Mixed results from a number of SSCM profitability studies have served to further polarize the debate. While some studies, such as Babcock and Pautsch (1998), have found that variable-rate input application can be more profitable and sustainable than uniform rate application, Bullock et al. (1998) argue that SSCM only pays off when the cost of acquiring information and technology decreases substantially.

As this debate is yet to be resolved, there are a number of key issues that this study aims to address. Firstly, there does not appear to be a definitive and accurate measure of flatness for pay-off functions reported in the literature. Pannell (2006) provided a number of examples where the degree of flatness is defined as a range of input levels over which profit is within a certain percentage of the optimum. However, this approach is not interpretable in a straight forward way and does not allow for a direct comparison of relative curvature among multiple functions under different circumstances. Therefore, one of the specific objectives of this study is to define a metric for quantifying the relative curvature of pay-off functions, in order to make them directly comparable between each other.

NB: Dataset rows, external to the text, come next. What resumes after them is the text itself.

PR #568, opened 2026-08-07
refactor(test): the capture suites become their own integration package

dungbanguyen:
Second cut of #546, and the payoff for #563: **24 files and 63 tests** out of the long-pole package, which the lane schedules as a third slot.

```
integration          test-files=224
integration/capture  test-files=24   <- new
integration/org360   test-files=10
```

## Why the group is wider than "capture"

Capture alone would have been the *more* expensive cut. Six staying files use `newTestCaptureRegistry`, thirteen use `newTestKeyvault` — so moving capture by itself meant pushing capture internals into the shared harness purely to keep the boundary working. Moving their users too makes both couplings vanish:

| | capture alone | capture + connectors + keyvault |
|---|---|---|
| tests moved | 53 | **63** |
| helpers needing promotion | 4 (incl. one used by 13 files) | **3**, all single-file |
| helpers owed outward | 3 (incl. one used by 6 files) | **2**, both single-file |

Gmail and Calendar *are* capture sources, so the wider group is also the more honest boundary.

## Two structural things org360 didn't hit

**A method cannot be declared on a type from another package.** `humanWithScopes` (45 call sites) and `captureSettingsCtx` were methods on `*SearchEnv` declared in capture files, so they could not travel as methods. They are plain functions taking the fixture now — converted while still in-package, so that step compiled and was verified on its own before the move.

**`asFullUser` was the mirror case, and my analysis missed it**: a method on the shared fixture declared *outside* the group and called *inside* it. My scan only looked for methods declared within the group. The compiler caught it, and I then enumerated the whole class rather than fixing the one — of 17 fixture methods in the parent, only `asFullUser` was needed by the move. It's promoted as `AsFullUser` beside `Admin`, and the object vocabulary both grant sets iterate is now named once: if the read and write sets drifted, a suite comparing a reader against a writer would be comparing two vocabularies and attributing the difference to permissions.

## What stayed behind, and why

`capturedbykind_http_integration_test.go` drives the booted-app fixture in `e2e_integration_test.go`. That fixture is declared in a test file, so it isn't importable — the same inertness #563 fixed for `SearchEnv`. It stays until that one is promoted too. The package doc says so, so the next person doesn't have to rediscover it.

## Promotion judgment

`AwaitKindCompleted` and `WriteJSON` are promoted — suites on both sides need them, and a per-package copy of a no-sleep wait loop is exactly the thing that decays into one that sleeps. `boolPtr` is **not**: it's `return &v`, and the moved package declares its own rather than coupling two packages over an address.

Both split packages gained the package doc they should have had; org360 has been missing one since it landed.

## Verification

- **Test census, checked not assumed:** 968 top-level tests on `main`, 968 across the three packages now. A relocation that quietly drops one looks exactly like a passing run.
- `make check-backend`, `make lint` (0 issues), `make craft-static` (0 findings), `check-test-lanes.sh`, `go vet -tags=integration` — all green.
- Three findings arrived with the moved lines, since strict lint and the craft gate re-read a moved line as new. Two were real and are fixed: `emailWithListUnsub` took a recipient every caller filled with `captureOwner`, implying a degree of freedom the scenarios don't have; and the new package needed a doc comment. `WriteJSON`'s naked `any` is waived with a reason — the value goes straight to `json.Encoder.Encode`, whose own signature is `any`, and no narrower type admits every shape a stub returns.

**Not run:** the integration lane itself — it rebuilds the shared migrated template and a parallel session works in this tree. CI's shards are the check that matters, and for a relocation the compiler plus the census carry most of the weight.

Next, if this lands: the remaining clusters all ride the booted-app fixture, so the app-harness promotion (~660 edits) is the gate on everything after this.

---
## Summary by cubic
Split the capture, connector, and keyvault integration test suites into `backend/internal/compose/integration/capture` to shorten the lane and clarify boundaries. Promoted `AwaitKindCompleted` and `WriteJSON`; no behavior changes and test count unchanged.

- **Refactors**
  - Moved 24 files (63 tests) to `backend/internal/compose/integration/capture`; kept `capturedbykind_http_integration_test.go` in the parent.
  - Promoted shared helpers: `AwaitKindCompleted` (`integration/jobwait.go`) and `WriteJSON` (`integration/httpstub.go`); updated call sites in `embedreindex`, `no_activity_reminder`, `telegram_fixture`, comms send provider, and Gmail/Calendar stubs.
  - API shape fixes: `AsFullUser` is now a `SearchEnv` method; `humanWithScopes` and `captureSettingsCtx` are package-level functions; unified object vocabulary as `searchObjects`.
  - Kept `boolPtr` local to the one test; simplified `emailWithListUnsub` by removing its unused recipient parameter; capture tests now use package `capture` and import `integration` helpers.

- **Documentation**
  - Added package docs for `capture` and `org360`; corrected boundaries by naming shared helpers they import.
  - Updated harness docs to point to subdirectories; clarified `SearchEnv` naming note; moved the `craft:ignore` waiver with `WriteJSON` and removed the stale copy.

<sup>Written for commit f77059ddffc5e340c01fa1313fa5993c7a45e14e. Summary will update on new commits.</sup>

<a href="https://cubic.dev/pr/gradionhq/margince-poc-v1/pull/568?utm_source=github" target="_blank" rel="noopener noreferrer" data-no-image-dialog="true"><picture><source media="(prefers-color-scheme: dark)" srcset="https://www.cubic.dev/buttons/review-in-cubic-dark.svg"><source media="(prefers-color-scheme: light)" srcset="https://www.cubic.dev/buttons/review-in-cubic-light.svg">Review in cubic</picture></a>

## Summary by CodeRabbit

* **Tests**
  * Reorganized capture and account-360 integration test suites for clearer separation and more consistent setup.
  * Expanded shared test utilities for JSON responses, job completion waits, full-access test contexts, and optional settings.
  * Preserved existing test coverage and assertions across capture, messaging, lead scoring, search, and connector scenarios.

* **Documentation**
  * Added package documentation describing integration test coverage and conventions.


dungbanguyen:
Review round applied. One shape defect, and a set of docs claiming more than the code does.

**The reviewers ran what I could not.** One of them executed the moved package against a real database — `make test-it DIR=backend/internal/compose/integration/capture` → **63 tests, 63 PASS, 0 SKIP**, plus the affected parent tests. That closes the gap I had flagged in the PR body: I had skipped the integration lane because it rebuilds the shared migrated template a parallel session is working on. Both reviewers also independently re-derived the 24 moved files as pure relocation, and independently confirmed the 968-test census.

**The defect:** `AsFullUser` was a free function taking `*SearchEnv` while its two siblings `Admin` and `AsTeamRep` are methods on it. The function shape was forced only for helpers that had to live in the `capture` package, where a method on an imported type is illegal — `AsFullUser` landed in the fixture's own package, where nothing forced it. Callers read `AsFullUser(e)` next to `e.Admin()` in the same test. It is a method now; three call sites updated.

**An orphaned doc comment** stayed behind when `asFullUser` moved out, and ended up directly above `TestLeadScoreRecomputesFromLinkedActivities` — where godoc and every reader would take it as that test's documentation. Deleted.

**Both package docs claimed each package "owns everything else it needs", and both were false.** `capture` also rides `Env`, `ApplyRiverSchema`, `AwaitKindCompleted`, `WriteJSON`, `AsFullUser`; `org360` rides ten of the parent's seeding and principal helpers. A doc that overstates a boundary is worse than no doc — the next reader trusts it and never looks for the parent import. Both now name what they ride.

**`capture` called itself the second scheduling slot; org360 took that one.** I removed the ordinal rather than correcting it, and removed the matching `(org360 is the first)` enumeration from the package doc, pointing at the subdirectories instead. A list every future split must remember to extend is a list that will be wrong.

**"the capture split"** appeared in two comments — an event, not an invariant, with no referent once it is history. They name the packages now. The `searchenv.go` comment explaining *why* the fixture had not been renamed went the same way: it stated a misnomer and then argued about scheduling. It now just states the misnomer. That one was mine from #563, and leaving it a second time would have compounded it.

**`boolPtr` moved into the one test file that calls it** and `capture/ptr.go` is deleted — a non-test file was putting a test-only one-liner on the importable surface for nothing, and the parent keeps its copy in a test file, so that is the consistent home. The non-promotion decision itself stands.

Two sed artifacts had left the Go qualifier inside English prose ("in the `integration.SearchEnv` workspace"); both read as sentences again.

Re-verified after the fixes: census still 968 CONSERVED, all three packages compile, `make check-backend` and `make craft-static` (0 findings) green.

Recorded, not fixed: the `SearchEnv` name itself. Now that its riders are enumerated, most take it for the database rather than the store, so it is due a rename — but that crosses three packages now and is its own change.

dungbanguyen:
Both applied — and both are the same defect in different clothes: a comment describing code that is no longer under it.

**The orphaned `craft:ignore`.** The `naked-any` waiver for `writeJSON`'s `v any` parameter stayed behind when the function moved to the parent package, and came to rest above `TestGmailConnectorSyncsAnActivity`, which has no such parameter. A suppression pointed at the wrong code is worse than none — it silences a check for a function nobody meant to exempt. The waiver travelled with the function; only the stale copy is deleted. Good catch: this is the third orphaned comment this thread has produced, all from the same mechanical cause.

**`AsFullUser`'s missing `Delete`.** Correct that the doc and the grants disagreed. I fixed the **doc**, not the grants, and the reasoning matters:

- The grants are the original fixture's. Adding `Delete` would make this a behaviour change rather than a relocation, in a PR whose whole claim is that it relocates.
- Nothing riding the fixture deletes. A grant no caller needs is exactly how a future erasure test becomes a pass instead of a proof — the failure mode this repo names explicitly, and one I would rather not plant.

So the comment now says create/read/update, says `Delete` is deliberately absent, and says why — including that `AdminPerms` does grant it, so a reader comparing the two does not have to wonder which is the mistake. A suite that genuinely needs delete should ask for it rather than inherit it from a fixture called "full".

`make check-backend`, `make craft-static` (0 findings) and `go vet -tags=integration` green after both.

Secondly, the examples used in Pannell (2006) assumed that whole fields are spatially homogeneous production units. However, as is well documented, the scale of within-field variation can be substantial, particularly with respect to soil properties and crop yield (e.g. Beckett and Webster 1971; Robert 1993; Cook and Bramley 1998; Boydell and McBratney 2002). Taylor et al. (2007) identified a range of data sources for delineating unique, within-field management classes, such as yield maps, soil surveys, proximal soil sensors and their combinations. Whelan and Taylor (2005) and Whelan et al. (2012) used such data to estimate crop yield response across management classes, finding considerable variability in yield response to applied nitrogen and phosphorus between the classes. Given that within-field spatial variation in crop yield response has been shown to exist, the present study hypothesizes that within-field profitability also varies. Therefore, the second specific objective of this study is to examine the degree of variability in the flatness of pay-off functions derived for management classes within a field.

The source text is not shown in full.